Cały patent polega na tym że koleś chodzi po mieście i nagrywa przypadkowych ludzi, bez słowa wyjaśnienia dlaczego to właściwie robi. Możemy tym samym zaobserwować ciekawe reakcje hamburgerów.
To ludziom nie odpowiada, ale jak rządy wywalą 40 kamer na jednej ulicy to jest git.

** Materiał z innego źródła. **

Issue #171, opened 2019-06-26
Performance Enhancement


TimonPost:
# Task Description
Crossterm flushes the buffer each time action with an ANSI-code is performed. This is not realistic in the case of moving the cursor a lot and meanwhile print characters. When calling those types of functions a lot, cross-term might behave a bit slow.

Albo inaczej: jak ludzie się dowiedzą, że rząd podgląduje wszystkie wasze rozmowy to też git. a już najlpesze jest to, że i tak wszystko wszysscy dają na fecebooka, twitera i inne gówno, więc to nic nie ma znaczenia...
k***a amerykusy jednak maja pie**olca na punkcie nagrywania... Sam nie wiem jakbym sie zachował, ale jakbym sam stał to chyba miałbym wyj***ne... Jeszcze zależy jaki ma wyraz ryja... Z jęzorem na wierzchu i dyszący miałby raczej u wiekszości przej***ne.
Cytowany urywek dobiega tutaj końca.